┌────────
PR #15108, opened 2026-05-28
Replace dynamic vite preloading with standard ESM imports

jacob-ebey:


jacob-ebey:
This is going to be a bigger PITA than I thought. Going to address at a later date. Someone else is free to pick this up but there is an issue with `Vite.createServer` differing from `vite dev` and removing / not creating a runnable dev environment for the RSC plugin.

PR #15111, opened 2026-05-29
docs(how-to/data-strategy): fix broken links

morgan-coded:
The "Custom Middleware" and "Custom Handler" sections of the Data Strategy
guide link to `../../start/data/route-object`. From `docs/how-to/`, `../../`
resolves outside the `docs/` tree (to a non-existent `start/data/route-object`),
so these render as dead links on the docs site. One of them also had a typo in
the path: `daoute-object`.

This corrects all three inline links to `../start/data/route-object`, which
matches the `[loader]`/`[action]` reference-link definitions already used at the
bottom of the same file.

Docs-only change, branched from `main` per CONTRIBUTING. No change file needed
(no user-facing API impact).

### DIFF
--- a/contributors.yml
+++ b/contributors.yml
@@ -307,6 +307,7 @@
 - mm-jpoole
 - mobregozo
 - modex98
+- morgan-coded
 - morleytatro
 - ms10596
 - mspiess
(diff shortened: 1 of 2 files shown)


timdorr:
Thanks!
└────────
**Work to be completed**:
Give again only the lines of the material above that run from the one with "-307,6 +307,7 @@" through the end, both included, exactly as they appear.

**Exercise result**:
@@ -307,6 +307,7 @@
 - mm-jpoole
 - mobregozo
 - modex98
+- morgan-coded
 - morleytatro
 - ms10596
 - mspiess
(diff shortened: 1 of 2 files shown)


timdorr:
Thanks!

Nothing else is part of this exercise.